Exercise instructions —
Retype the whole listing that follows, line for line.

──────────────────────────────

PR #3694, opened 2021-01-15
HHH-14407 NPE in AbstractMultiTableBulkIdStrategyImpl for column 'hib_sess_id' of PersistentTableBulkIdStrategy

NathanQingyangXu:
https://hibernate.atlassian.net/browse/HHH-14407

The NPE was introduced by https://github.com/hibernate/hibernate-orm/pull/3498. Specifically, the following new line introduced in that PR didn't take into consideration that some Column has null value (like the '**hib_sess_id**' column in **PersistentTableBulkIdStrategy**) so it would trigger NPE:

Screen Shot 2021-01-14 at 11 37 11 PM

The fix is simple as the following two steps:

1. set the sql code type of the '**hib_sess_id**' to **Types.VARCHAR**;
2. in the above highlighted line, the **Column#getSqlTypeCode(Mapping mapping)** method is only invoked when **Column#getSqlTypeCode()** returns null; otherwise simply return the internal sqlTypeCode value directly, which is in line with the Javadoc of the method:

Screen Shot 2021-01-14 at 11 42 06 PM


beikov:
Thanks for the fix!

Sanne:
great, thanks @NathanQingyangXu !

──────────────────────────────

Exercise output —
PR #3694, opened 2021-01-15
HHH-14407 NPE in AbstractMultiTableBulkIdStrategyImpl for column 'hib_sess_id' of PersistentTableBulkIdStrategy

NathanQingyangXu:
https://hibernate.atlassian.net/browse/HHH-14407

The NPE was introduced by https://github.com/hibernate/hibernate-orm/pull/3498. Specifically, the following new line introduced in that PR didn't take into consideration that some Column has null value (like the '**hib_sess_id**' column in **PersistentTableBulkIdStrategy**) so it would trigger NPE:

Screen Shot 2021-01-14 at 11 37 11 PM

The fix is simple as the following two steps:

1. set the sql code type of the '**hib_sess_id**' to **Types.VARCHAR**;
2. in the above highlighted line, the **Column#getSqlTypeCode(Mapping mapping)** method is only invoked when **Column#getSqlTypeCode()** returns null; otherwise simply return the internal sqlTypeCode value directly, which is in line with the Javadoc of the method:

Screen Shot 2021-01-14 at 11 42 06 PM


beikov:
Thanks for the fix!

Sanne:
great, thanks @NathanQingyangXu !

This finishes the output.